## PROMPT
Return all lines of the listing below that carry the word "completley".

## TASK INPUT

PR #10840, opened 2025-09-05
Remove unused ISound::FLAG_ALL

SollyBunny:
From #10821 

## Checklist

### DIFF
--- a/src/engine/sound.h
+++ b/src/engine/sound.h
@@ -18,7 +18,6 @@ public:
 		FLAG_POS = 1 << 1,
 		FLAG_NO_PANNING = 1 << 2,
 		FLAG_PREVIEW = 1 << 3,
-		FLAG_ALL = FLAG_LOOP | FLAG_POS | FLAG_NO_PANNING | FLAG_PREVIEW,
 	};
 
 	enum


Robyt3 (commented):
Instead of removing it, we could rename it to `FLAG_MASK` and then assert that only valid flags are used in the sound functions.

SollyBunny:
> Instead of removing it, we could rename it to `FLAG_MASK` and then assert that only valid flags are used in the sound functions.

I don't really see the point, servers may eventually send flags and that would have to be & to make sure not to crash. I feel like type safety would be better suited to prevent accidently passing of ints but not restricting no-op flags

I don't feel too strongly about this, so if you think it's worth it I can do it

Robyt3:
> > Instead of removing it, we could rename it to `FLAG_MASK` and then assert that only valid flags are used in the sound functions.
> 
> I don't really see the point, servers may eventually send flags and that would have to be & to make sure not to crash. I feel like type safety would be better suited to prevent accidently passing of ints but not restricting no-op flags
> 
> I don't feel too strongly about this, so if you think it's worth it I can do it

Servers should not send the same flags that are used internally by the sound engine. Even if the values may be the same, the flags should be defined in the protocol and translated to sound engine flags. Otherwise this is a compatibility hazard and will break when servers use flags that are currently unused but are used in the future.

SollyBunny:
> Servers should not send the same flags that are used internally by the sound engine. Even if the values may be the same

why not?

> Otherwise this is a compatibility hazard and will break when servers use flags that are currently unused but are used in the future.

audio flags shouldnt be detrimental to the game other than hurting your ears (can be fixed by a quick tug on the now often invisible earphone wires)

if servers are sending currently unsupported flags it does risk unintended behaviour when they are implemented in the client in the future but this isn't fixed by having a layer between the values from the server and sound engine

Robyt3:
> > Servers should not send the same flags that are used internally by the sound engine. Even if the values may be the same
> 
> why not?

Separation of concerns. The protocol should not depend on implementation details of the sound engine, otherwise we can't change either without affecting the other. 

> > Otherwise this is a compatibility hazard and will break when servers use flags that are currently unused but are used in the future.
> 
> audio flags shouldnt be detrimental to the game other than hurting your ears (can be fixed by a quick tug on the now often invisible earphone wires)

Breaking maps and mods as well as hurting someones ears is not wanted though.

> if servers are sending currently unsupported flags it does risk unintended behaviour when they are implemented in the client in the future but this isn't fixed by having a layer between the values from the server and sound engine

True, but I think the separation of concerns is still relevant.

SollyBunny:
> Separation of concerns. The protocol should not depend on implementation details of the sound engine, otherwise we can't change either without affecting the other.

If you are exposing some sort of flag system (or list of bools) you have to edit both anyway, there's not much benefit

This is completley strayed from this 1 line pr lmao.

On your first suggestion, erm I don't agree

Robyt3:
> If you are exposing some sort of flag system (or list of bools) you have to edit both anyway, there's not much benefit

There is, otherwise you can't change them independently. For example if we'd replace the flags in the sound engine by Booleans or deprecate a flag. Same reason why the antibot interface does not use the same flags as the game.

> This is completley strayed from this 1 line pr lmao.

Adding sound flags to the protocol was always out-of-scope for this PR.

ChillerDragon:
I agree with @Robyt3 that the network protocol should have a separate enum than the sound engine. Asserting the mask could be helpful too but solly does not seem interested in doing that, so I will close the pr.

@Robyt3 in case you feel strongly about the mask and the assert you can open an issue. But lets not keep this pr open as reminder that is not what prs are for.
==
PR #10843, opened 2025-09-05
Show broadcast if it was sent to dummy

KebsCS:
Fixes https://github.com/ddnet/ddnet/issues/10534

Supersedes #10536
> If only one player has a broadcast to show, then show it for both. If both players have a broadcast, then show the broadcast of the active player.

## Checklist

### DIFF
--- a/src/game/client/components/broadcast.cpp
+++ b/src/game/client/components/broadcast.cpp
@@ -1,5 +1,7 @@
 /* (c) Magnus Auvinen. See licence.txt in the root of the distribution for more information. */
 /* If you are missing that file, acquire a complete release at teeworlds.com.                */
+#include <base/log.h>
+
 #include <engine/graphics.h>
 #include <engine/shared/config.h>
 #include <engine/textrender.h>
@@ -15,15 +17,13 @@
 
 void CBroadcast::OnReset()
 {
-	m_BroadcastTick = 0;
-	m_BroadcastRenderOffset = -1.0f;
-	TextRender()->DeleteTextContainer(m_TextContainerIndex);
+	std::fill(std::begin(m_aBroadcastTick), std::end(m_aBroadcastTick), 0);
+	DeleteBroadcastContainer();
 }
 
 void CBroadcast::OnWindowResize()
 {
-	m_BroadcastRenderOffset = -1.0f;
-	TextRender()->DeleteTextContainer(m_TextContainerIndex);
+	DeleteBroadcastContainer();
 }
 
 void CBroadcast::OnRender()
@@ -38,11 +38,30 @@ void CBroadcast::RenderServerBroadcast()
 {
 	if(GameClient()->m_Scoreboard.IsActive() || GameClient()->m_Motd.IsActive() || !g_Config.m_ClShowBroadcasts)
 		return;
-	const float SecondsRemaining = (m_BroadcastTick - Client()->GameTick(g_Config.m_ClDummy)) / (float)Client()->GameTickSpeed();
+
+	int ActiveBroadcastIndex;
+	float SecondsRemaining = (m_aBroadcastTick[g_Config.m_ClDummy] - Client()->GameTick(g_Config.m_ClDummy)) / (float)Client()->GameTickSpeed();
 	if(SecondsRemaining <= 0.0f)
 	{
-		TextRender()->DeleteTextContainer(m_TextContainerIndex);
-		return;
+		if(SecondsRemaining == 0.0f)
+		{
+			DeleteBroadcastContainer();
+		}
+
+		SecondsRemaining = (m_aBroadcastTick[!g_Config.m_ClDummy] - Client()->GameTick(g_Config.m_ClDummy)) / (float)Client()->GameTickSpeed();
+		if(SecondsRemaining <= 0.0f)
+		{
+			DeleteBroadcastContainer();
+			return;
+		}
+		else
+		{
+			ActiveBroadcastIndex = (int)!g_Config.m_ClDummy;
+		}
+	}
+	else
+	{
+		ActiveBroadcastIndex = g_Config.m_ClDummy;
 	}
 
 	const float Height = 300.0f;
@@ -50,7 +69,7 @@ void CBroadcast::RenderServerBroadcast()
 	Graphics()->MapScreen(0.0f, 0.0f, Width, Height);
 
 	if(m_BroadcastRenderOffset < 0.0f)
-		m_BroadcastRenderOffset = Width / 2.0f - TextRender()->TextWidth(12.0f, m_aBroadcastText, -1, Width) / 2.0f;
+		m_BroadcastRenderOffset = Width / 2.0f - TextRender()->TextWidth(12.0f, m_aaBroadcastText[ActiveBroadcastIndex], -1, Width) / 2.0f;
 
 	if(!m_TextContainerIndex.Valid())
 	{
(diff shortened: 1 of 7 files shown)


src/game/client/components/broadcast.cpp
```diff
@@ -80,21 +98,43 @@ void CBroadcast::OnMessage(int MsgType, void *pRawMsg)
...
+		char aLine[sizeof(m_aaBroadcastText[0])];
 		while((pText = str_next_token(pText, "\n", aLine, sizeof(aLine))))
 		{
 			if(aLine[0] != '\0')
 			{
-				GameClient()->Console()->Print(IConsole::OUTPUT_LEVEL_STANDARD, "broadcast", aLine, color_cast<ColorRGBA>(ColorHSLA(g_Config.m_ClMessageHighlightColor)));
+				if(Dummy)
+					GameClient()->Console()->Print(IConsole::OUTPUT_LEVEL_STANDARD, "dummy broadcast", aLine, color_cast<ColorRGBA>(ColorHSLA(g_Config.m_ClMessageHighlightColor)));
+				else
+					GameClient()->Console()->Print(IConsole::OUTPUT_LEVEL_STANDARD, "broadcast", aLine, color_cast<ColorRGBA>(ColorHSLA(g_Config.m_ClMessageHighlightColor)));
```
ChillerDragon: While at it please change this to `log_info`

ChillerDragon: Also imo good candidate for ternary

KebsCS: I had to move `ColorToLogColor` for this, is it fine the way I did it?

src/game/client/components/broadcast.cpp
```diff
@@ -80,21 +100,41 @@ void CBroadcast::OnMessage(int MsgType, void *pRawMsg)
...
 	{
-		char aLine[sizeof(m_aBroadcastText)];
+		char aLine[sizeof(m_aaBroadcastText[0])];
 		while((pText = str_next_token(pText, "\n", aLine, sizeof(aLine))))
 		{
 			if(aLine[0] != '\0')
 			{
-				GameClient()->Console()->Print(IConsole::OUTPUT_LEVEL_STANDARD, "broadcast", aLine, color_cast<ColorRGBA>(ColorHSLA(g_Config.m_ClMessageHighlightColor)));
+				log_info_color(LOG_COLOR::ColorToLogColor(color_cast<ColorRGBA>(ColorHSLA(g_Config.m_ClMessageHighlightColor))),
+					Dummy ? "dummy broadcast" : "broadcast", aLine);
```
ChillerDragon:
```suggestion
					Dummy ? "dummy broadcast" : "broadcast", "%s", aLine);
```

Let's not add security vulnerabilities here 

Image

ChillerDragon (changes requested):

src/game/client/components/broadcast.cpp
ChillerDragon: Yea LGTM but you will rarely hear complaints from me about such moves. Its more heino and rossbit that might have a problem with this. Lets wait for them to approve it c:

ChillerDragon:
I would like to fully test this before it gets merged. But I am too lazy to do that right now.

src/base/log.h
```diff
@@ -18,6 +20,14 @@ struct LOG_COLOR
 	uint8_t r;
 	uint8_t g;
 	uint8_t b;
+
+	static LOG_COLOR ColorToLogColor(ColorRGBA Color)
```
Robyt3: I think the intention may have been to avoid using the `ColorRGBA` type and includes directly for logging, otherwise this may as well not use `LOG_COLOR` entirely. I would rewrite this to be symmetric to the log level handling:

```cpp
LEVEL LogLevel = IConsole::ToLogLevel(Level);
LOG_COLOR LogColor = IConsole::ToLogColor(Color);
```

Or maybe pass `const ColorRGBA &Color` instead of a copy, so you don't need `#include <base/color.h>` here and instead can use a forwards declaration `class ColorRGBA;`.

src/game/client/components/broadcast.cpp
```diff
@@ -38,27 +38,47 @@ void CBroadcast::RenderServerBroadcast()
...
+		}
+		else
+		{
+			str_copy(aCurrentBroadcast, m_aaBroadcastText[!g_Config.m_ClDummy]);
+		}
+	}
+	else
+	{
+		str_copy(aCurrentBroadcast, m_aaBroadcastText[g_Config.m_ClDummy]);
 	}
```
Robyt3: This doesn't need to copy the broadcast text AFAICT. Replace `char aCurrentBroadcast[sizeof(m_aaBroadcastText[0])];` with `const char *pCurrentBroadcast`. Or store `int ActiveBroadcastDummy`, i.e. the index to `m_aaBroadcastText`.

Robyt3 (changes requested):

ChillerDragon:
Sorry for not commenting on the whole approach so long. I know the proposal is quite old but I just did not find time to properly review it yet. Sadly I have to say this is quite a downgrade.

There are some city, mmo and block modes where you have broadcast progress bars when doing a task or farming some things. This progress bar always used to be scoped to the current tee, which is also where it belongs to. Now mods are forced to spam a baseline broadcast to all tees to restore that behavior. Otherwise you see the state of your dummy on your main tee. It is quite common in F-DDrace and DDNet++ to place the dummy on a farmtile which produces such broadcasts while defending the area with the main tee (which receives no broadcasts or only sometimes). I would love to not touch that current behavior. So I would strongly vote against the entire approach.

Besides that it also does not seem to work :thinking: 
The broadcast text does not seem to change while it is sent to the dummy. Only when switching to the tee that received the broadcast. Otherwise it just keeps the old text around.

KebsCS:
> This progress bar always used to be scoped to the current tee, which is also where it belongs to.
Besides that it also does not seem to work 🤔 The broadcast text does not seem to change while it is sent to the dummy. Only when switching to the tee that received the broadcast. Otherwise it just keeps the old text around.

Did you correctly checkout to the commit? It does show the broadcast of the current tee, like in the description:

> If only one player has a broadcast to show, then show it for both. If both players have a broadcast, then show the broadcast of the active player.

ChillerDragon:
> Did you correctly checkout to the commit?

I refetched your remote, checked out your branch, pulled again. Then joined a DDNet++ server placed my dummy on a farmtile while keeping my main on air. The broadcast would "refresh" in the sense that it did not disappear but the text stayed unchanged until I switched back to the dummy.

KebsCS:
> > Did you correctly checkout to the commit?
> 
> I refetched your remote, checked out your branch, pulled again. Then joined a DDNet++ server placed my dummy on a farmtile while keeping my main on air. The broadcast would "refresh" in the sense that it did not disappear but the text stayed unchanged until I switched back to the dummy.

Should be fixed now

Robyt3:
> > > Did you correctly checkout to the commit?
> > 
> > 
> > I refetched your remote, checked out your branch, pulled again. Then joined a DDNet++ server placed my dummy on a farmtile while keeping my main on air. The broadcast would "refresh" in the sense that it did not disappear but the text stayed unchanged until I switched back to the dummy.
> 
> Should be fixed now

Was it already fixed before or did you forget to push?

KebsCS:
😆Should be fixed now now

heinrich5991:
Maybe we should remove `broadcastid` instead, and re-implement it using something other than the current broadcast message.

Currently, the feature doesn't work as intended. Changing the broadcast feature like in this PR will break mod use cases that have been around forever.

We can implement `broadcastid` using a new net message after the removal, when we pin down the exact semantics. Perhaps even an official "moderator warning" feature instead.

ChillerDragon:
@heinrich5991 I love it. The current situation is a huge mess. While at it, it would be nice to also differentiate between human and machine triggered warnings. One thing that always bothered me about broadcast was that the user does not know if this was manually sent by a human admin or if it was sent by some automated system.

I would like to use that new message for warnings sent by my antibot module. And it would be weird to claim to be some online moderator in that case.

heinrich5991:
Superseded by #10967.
--
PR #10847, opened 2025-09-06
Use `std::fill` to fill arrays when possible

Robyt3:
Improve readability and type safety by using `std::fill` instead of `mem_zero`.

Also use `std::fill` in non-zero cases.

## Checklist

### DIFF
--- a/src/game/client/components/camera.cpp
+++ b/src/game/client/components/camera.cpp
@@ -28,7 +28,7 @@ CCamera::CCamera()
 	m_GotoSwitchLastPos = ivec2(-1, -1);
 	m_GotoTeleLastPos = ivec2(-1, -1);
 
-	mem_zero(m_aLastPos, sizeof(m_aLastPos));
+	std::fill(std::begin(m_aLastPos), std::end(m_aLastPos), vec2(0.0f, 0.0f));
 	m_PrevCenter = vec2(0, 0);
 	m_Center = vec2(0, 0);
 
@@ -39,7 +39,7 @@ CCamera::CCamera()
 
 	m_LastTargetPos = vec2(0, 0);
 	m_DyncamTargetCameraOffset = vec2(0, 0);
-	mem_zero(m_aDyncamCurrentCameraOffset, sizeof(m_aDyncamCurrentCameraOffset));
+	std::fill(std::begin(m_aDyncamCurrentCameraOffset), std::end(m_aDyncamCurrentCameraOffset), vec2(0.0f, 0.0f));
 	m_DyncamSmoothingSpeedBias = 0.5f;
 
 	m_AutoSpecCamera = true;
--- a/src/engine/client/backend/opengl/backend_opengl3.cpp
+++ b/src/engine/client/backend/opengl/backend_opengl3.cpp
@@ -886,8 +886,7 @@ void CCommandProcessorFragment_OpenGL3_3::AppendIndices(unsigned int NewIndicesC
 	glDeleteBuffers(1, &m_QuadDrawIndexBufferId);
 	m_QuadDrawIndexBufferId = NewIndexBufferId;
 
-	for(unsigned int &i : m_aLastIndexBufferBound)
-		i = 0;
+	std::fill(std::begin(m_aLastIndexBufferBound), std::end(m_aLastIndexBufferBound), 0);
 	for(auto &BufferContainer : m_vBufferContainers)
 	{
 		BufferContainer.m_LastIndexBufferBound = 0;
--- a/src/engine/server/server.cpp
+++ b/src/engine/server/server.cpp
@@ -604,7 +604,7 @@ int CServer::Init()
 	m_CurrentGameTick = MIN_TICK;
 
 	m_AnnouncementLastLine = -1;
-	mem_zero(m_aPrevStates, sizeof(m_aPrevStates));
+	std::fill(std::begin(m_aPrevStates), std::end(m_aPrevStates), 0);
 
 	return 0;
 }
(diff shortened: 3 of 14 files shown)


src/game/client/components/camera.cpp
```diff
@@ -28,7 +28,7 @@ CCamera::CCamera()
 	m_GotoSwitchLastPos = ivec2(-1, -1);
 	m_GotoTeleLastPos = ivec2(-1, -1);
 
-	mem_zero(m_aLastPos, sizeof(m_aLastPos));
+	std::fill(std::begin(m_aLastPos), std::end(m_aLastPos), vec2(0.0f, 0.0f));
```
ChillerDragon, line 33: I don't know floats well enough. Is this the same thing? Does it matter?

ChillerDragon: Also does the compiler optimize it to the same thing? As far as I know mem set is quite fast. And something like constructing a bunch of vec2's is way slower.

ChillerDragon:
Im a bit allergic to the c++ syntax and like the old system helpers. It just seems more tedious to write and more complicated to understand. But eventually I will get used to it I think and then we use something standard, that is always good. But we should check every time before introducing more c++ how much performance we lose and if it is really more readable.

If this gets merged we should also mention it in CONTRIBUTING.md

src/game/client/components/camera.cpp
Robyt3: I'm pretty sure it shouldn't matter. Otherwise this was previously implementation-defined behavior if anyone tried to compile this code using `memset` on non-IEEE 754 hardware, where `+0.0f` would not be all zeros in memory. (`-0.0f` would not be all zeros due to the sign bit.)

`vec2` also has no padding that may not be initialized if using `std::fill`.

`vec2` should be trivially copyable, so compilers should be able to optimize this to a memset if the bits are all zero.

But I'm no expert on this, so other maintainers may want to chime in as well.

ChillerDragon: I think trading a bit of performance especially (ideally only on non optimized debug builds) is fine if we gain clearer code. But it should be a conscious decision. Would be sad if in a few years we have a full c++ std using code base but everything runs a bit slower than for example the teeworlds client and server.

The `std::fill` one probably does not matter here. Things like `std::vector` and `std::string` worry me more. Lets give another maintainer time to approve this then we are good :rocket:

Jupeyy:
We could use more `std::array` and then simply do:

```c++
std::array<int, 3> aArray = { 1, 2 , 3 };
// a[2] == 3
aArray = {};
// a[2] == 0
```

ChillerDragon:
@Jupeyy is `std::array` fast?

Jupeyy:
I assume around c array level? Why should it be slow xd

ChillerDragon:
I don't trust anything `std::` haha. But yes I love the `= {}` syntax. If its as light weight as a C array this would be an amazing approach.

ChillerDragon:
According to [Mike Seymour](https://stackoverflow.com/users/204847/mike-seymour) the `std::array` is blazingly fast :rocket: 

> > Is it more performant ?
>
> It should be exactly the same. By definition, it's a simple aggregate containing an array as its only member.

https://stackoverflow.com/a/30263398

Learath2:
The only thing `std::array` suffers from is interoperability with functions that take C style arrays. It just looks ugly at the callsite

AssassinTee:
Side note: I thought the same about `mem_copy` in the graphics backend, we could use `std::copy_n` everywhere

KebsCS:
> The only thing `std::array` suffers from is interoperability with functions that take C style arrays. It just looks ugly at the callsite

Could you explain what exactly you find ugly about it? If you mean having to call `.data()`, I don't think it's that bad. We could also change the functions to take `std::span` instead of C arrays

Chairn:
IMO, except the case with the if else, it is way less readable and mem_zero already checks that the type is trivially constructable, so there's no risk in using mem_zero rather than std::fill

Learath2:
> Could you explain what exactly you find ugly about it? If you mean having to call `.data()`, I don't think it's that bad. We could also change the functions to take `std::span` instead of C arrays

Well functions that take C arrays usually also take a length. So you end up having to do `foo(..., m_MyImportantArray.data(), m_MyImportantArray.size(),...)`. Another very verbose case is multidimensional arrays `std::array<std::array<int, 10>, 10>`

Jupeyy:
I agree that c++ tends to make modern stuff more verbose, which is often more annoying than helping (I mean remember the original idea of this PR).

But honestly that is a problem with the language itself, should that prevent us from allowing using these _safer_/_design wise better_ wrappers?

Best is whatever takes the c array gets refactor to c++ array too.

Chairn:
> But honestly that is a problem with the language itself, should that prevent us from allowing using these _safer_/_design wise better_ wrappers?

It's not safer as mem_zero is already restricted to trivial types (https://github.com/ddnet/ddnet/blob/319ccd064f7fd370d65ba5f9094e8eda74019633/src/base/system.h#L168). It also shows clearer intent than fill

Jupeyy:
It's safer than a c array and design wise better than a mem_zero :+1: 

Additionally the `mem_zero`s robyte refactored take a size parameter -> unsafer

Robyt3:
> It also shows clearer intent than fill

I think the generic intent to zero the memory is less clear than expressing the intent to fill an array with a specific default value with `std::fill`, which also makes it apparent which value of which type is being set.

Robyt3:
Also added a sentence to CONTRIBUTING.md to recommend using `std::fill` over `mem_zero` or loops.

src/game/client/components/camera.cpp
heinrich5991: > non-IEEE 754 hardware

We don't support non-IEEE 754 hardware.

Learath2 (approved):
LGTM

## EXERCISE OUTPUT
This is completley strayed from this 1 line pr lmao.
> This is completley strayed from this 1 line pr lmao.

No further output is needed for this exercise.